This story is from the comments listed below, summarised by AI.
Authenticity Assessment: Not Suspicious
Based on the provided comments, this account appears to be authentic. There are no serious red flags indicating it is a bot or a bad-faith actor.
The user demonstrates:
- Personal, detailed narratives of their transition, detransition, and surgical experiences.
- Emotional complexity and a clear, evolving perspective that includes grief, anger, and a desire to help others.
- Consistent internal logic in their advice, which aligns with common detransitioner experiences and concerns (e.g., medical complications, regret, navigating healthcare, societal pressures on women).
- Practical, specific advice about procedures like breast reconstruction, showing a deep personal investment in the topic.

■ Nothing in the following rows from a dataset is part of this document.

PR #2292, opened 2022-01-01
feature: Basic auth support with fission router

### LINKED ISSUE #2277: Basic auth support with fission router

Currently, Fission doesn't have any inbuilt support for authentication at the Fission router.
The fission router is the entry point for all function calls made by the Fission user.

Fission should have basic auth support which can be enabled while deploying function.
It could be getting a token with standard basic auth and using it for all requests made fission function calls.

**Describe alternatives you've considered**
In the current scenario, the user has to configure basic auth by himself at the ingress level, which does provide a layer of authentication for external calls. But if a user is using the Kubernetes service only then he cant configure authentication for all fission function calls.

**Additional context**

Probable set of changes required:
- Decide standard auth method strategy to be used 
- Generate random credentials at the time of deploying Fission
- Configure auth middleware in Fission router(changes required) so that all requests are checked if they are authenticated then forwarded to respective function handlers
- We would also need to ensure necessary changes are made in Fission CLI

praddy26:
## Description

This PR adds new feature to enable authentication for fission routers. 
This is **a optional feature** which can be enabled/disabled as per the needs of the user. 
On enabling this feature, an endpoint for authentication will be registered in the router and all function API calls with be routed via authentication middleware. 
The user has to first create auth token by passing credentials. 
The token generated has to be then passed in the authorization header for all susbequent API calls to access the function.

This feature can be turned on by setting the key `authentication.enabled` in `charts/fission-all/values.yaml ` to `true` during the time of deployment. 
Along with this there are other keys like 
- `authUrlPath`
-  `authUsername`
- `jwtSigningKey`
- `jwtExpiryTime` 
- `jwtIssuer` 

The description for these parameters are provided in the same file as comments.

On enabling this feature a secret by name `router` will be created in the `fission` namespace with `username`, randomly generated `password` and `jwtSigningKey`. 
This secret will be mounted as volume on the router pod.
Also the other values mentioned above will be added to the existing `feature-config` configmap and will be mounted as volume on the router pod.

fission function test command:
---------------------------------
-  If default `authUrlPath` is not used, then the custom path has to be exported to the environment variable `FISSION_AUTH_URI`

  ```bash
  export FISSION_USERNAME=$(kubectl get secrets/router --template={{.data.username}} -n fission | base64 -d)
  export FISSION_PASSWORD=$(kubectl get secrets/router --template={{.data.password}} -n fission | base64 -d)
  export FISSION_AUTH_TOKEN=$(fi token create --username $FISSION_USERNAME --password $FISSION_PASSWORD)
  ```

-  For testing function token is picked from the env variable `FISSION_AUTH_TOKEN`, 
  
  ```bash
  fission function --name <functionName>
  ```

-  If env variable is not set then token has to be passed in the header 

  ```bash
  fission function test --name <functionName> --header "Authorization:Bearer <token>" 
  ```

fission function API:
----------------------------------------------
-  Router port has to be port-forwarded to one of the port. ex: 3000
  
  ```bash
  export FISSION_USERNAME=$(kubectl get secrets/router --template={{.data.username}} -n fission | base64 -d)
  export FISSION_PASSWORD=$(kubectl get secrets/router --template={{.data.password}} -n fission | base64 -d)
  curl -v http://localhost:3000/auth/login -d '{"username":"'$FISSION_USERNAME'", "password":"'$FISSION_PASSWORD'"}'
  export FISSION_AUTH_TOKEN=<token>
  curl http://localhost:3000/<path> -H "Authorization: Bearer ${FISSION_AUTH_TOKEN}"
  ```

Fixes #2277

## Checklist:

### DIFF
--- a/charts/fission-all/templates/_helpers.tpl
+++ b/charts/fission-all/templates/_helpers.tpl
@@ -31,6 +31,13 @@ canary:
   prometheusSvc: {{ .Values.prometheus.serviceEndpoint | default "" | quote }}
   {{- end }}
   {{- printf "\n" -}}
+auth:
+  enabled: {{ .Values.authentication.enabled | default false }}
+  {{- if .Values.authentication.enabled }}
+  authUriPath: {{ .Values.authentication.authUriPath | default "/auth/login" | quote}}
+  jwtExpiryTime: {{ .Values.authentication.jwtExpiryTime | default 120 }}
+  jwtIssuer: {{ .Values.authentication.jwtIssuer | default "fission" | quote }}
+  {{- end }}
 {{- end -}}
 
 {{/*
--- a/charts/fission-all/templates/router/deployment.yaml
+++ b/charts/fission-all/templates/router/deployment.yaml
@@ -35,6 +35,23 @@ spec:
         command: ["/fission-bundle"]
         args: ["--routerPort", "8888", "--executorUrl", "http://executor.{{ .Release.Namespace }}"]
         env:
+        {{- if .Values.authentication.enabled }}
+        - name: AUTH_USERNAME
+          valueFrom:
+            secretKeyRef:
+              name: router
+              key: username
+        - name: AUTH_PASSWORD
+          valueFrom:
+            secretKeyRef:
+              name: router
+              key: password
+        - name: JWT_SIGNING_KEY
+          valueFrom:
+            secretKeyRef:
+              name: router
+              key: jwtSigningKey
+        {{- end }}      
         - name: POD_NAMESPACE
           valueFrom:
             fieldRef:
@@ -80,6 +97,10 @@ spec:
             port: 8888
           initialDelaySeconds: 35
           periodSeconds: 5
+        volumeMounts:
+        - name: config-volume
+          mountPath: /etc/config/config.yaml
+          subPath: config.yaml
         ports:
         - containerPort: 8080
           name: metrics
@@ -100,6 +121,10 @@ spec:
         terminationMessagePolicy: {{ .Values.terminationMessagePolicy }}
         {{- end }}
       serviceAccountName: fission-svc
+      volumes:
+      - name: config-volume
+        configMap:
+          name: feature-config
 {{- if .Values.router.priorityClassName }}
       priorityClassName: {{ .Values.router.priorityClassName }}
 {{- else if .Values.priorityClassName }}
--- a/charts/fission-all/templates/router/secret.yaml
+++ b/charts/fission-all/templates/router/secret.yaml
@@ -1,0 +1,14 @@
+{{- if .Values.authentication.enabled }}
+apiVersion: v1
+kind: Secret
+metadata:
+  name: router
+  labels:
+    chart: "{{ .Chart.Name }}-{{ .Chart.Version }}"
+  annotations:
+    "helm.sh/hook": pre-install
+data:
+  username: {{ .Values.authentication.authUsername | b64enc | quote }}
+  password: {{ randAlphaNum 20 | b64enc | quote }}
+  jwtSigningKey: {{ .Values.authentication.jwtSigningKey | b64enc | quote }}
+{{- end }}
--- a/charts/fission-all/values.yaml
+++ b/charts/fission-all/values.yaml
@@ -161,7 +161,6 @@ router:
   ## router resource utilization when under heavy workloads.
   ##
   displayAccessLog: false
-
   ## svcAnnotations is the annotations to be added to the service resource created for router.
   ##
   # svcAnnotations:
@@ -482,6 +481,37 @@ prometheus:
 ##
 canaryDeployment:
   enabled: false
+
+## Enable authentication for fission function invocation via Fission router
+##
+authentication:
+  ## set this flag to true if you need authentication
+  ## for all function invocations
+  ## default 'false'
+  ##
+  enabled: false
+  ## authUriPath defines authentication endpoint path
+  ## via router
+  ## default '/auth/login'
+  ##
+  authUriPath:
+  ## authUsername is used as a username for authentication
+  ## default 'admin'
+  ##
+  authUsername: admin
+  ## jwtSigningKey is the signing key used for
+  ## signing the JWT token
+  ##
+  jwtSigningKey: serverless
+  ## jwtExpiryTime is the JWT expiry time
+  ## in seconds
+  ## default '120'
+  ##
+  jwtExpiryTime: 
+  ## jwtIssuer is the issuer of JWT
+  ## default 'fission'
+  ##
+  jwtIssuer: fission
 
 ## Use the following flags to enable OpenTracing.
 ## Note: OpenTracing support will be removed in an upcoming release.
--- a/go.mod
+++ b/go.mod
@@ -22,6 +22,7 @@ require (
 	github.com/go-git/go-git/v5 v5.4.2
 	github.com/go-ini/ini v1.63.2 // indirect
 	github.com/go-openapi/spec v0.20.4
+	github.com/golang-jwt/jwt/v4 v4.2.0
 	github.com/gorilla/mux v1.8.0
 	github.com/gotestyourself/gotestyourself v2.2.0+incompatible // indirect
 	github.com/graymeta/stow v0.2.7
--- a/go.sum
+++ b/go.sum
@@ -492,7 +492,10 @@ github.com/gogo/protobuf v1.2.2-0.20190730201129-28a6bbf47e48/go.mod h1:SlYgWuQ5
 github.com/gogo/protobuf v1.3.1/go.mod h1:SlYgWuQ5SjCEi6WLHjHCa1yvBfUnHcTbrrZtXPKa29o=
 github.com/gogo/protobuf v1.3.2 h1:Ov1cvc58UF3b5XjBnZv7+opcTcQFZebYjWzi34vdm4Q=
 github.com/gogo/protobuf v1.3.2/go.mod h1:P1XiOD3dCwIKUDQYPy72D8LYyHL2YPYrpS2s69NZV8Q=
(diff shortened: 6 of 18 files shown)


charts/fission-all/templates/router/deployment.yaml
```diff
@@ -35,6 +35,23 @@ spec:
         command: ["/fission-bundle"]
         args: ["--routerPort", "8888", "--executorUrl", "http://executor.{{ .Release.Namespace }}"]
         env:
+        {{- if .Values.authentication.enabled }}
+        - name: ROUTER_USERNAME
```
sanketsudake, line 39: Should we prefer `AUTH_USERNAME` and `AUTH_PASSWORD` ?

charts/fission-all/templates/_helpers.tpl
```diff
@@ -31,6 +31,13 @@ canary:
   prometheusSvc: {{ .Values.prometheus.serviceEndpoint | default "" | quote }}
   {{- end }}
   {{- printf "\n" -}}
+auth:
+  enabled: {{ .Values.authentication.enabled | default false }}
+  {{- if .Values.authentication.enabled }}
+  authUrlPath: {{ .Values.authentication.authUrlPath | default "/auth/login" | quote}}
+  jwtExpiryTime: {{ .Values.authentication.jwtExpiryTime | default 120 }}
```
sanketsudake, line 38: I dont see any limitation of this config as of now. But in future if we wish to support different auth methods we need to make sure auth config is flexible for that. Please see from your perspective also we need any changes here from that perspective.

charts/fission-all/templates/router/secret.yaml
```diff
@@ -0,0 +1,13 @@
+{{- if .Values.authentication.enabled }}
+apiVersion: v1
+kind: Secret
+metadata:
+  name: router
+  labels:
+    chart: "{{ .Chart.Name }}-{{ .Chart.Version }}"
+type: Opaque
```
sanketsudake, line 8: Should we skip type here? This way user default secret method would be used while installation ?

charts/fission-all/templates/router/secret.yaml
```diff
@@ -0,0 +1,13 @@
+{{- if .Values.authentication.enabled }}
+apiVersion: v1
```
sanketsudake, line 2: We can use `pre-install` hook for this resource ?
https://helm.sh/docs/topics/charts_hooks/

charts/fission-all/values.yaml
```diff
@@ -479,6 +478,36 @@ prometheus:
...
+authentication:
+  ## set this flag to true if you need authorization
+  ## for all route calls
+  ##
+  enabled: false
+  ## authUrlPath is the router path for
+  ## authentication endpoint, defaults to /auth/login
+  ## deafult '/auth/login'
+  ##
+  authUrlPath: /auth/login
```
sanketsudake, line 491: Just wondering if tomorrow if we consider an external auth provider? Would it work with these params?

pkg/fission-cli/cmd/token/create.go
```diff
@@ -0,0 +1,97 @@
...
+	jsonValue, _ := json.Marshal(values)
+
+	kubeContext := input.String(flagkey.KubeContext)
+	// Portforward to the fission router
+	localRouterPort, err := util.SetupPortForward(util.GetFissionNamespace(), "application=fission-router", kubeContext)
+	if err != nil {
+		return err
+	}
+
+	authAuthenticatorUrl := "http://127.0.0.1:" + localRouterPort + "/auth/login"
```
sanketsudake, line 72: As URL is configurable, we can support some ENV variables. If the user sets the ENV variable, we would consider provided URL.

sanketsudake (changes requested):

charts/fission-all/templates/router/deployment.yaml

The account exhibits the passion and strong opinions expected from someone who has lived this experience.
About me
My journey started with a deep discomfort during puberty that made me feel disconnected from my female body, and I was convinced by online communities that this meant I was a man. I took testosterone for over two years and had top surgery, which caused severe health problems and permanent damage. A turning point was realizing I wanted to be my boyfriend's girlfriend, which made me question everything and begin to detransition. I am now a woman again, living with the grief and permanent changes from my medical transition, including infertility and chronic pain. Despite the regret, I have found a happiness and peace I never had before by finally accepting my biological reality.
My detransition story
My whole journey started with a deep discomfort during puberty. I felt completely disconnected from my body, like I had no control over what was happening to me. I didn't feel like other girls my age; I was ostracized and never felt adequate. I hated my curves and breasts and only felt comfortable in baggy, tomboy clothes that hid my shape. This, combined with my existing depression, anorexia, and suicidal thoughts, led me to believe I must be trans. The online communities I was in told me that my aversion to being feminine and my body discomfort meant I was a man. I now realize I was just deeply uncomfortable with my body and struggling with my mental health.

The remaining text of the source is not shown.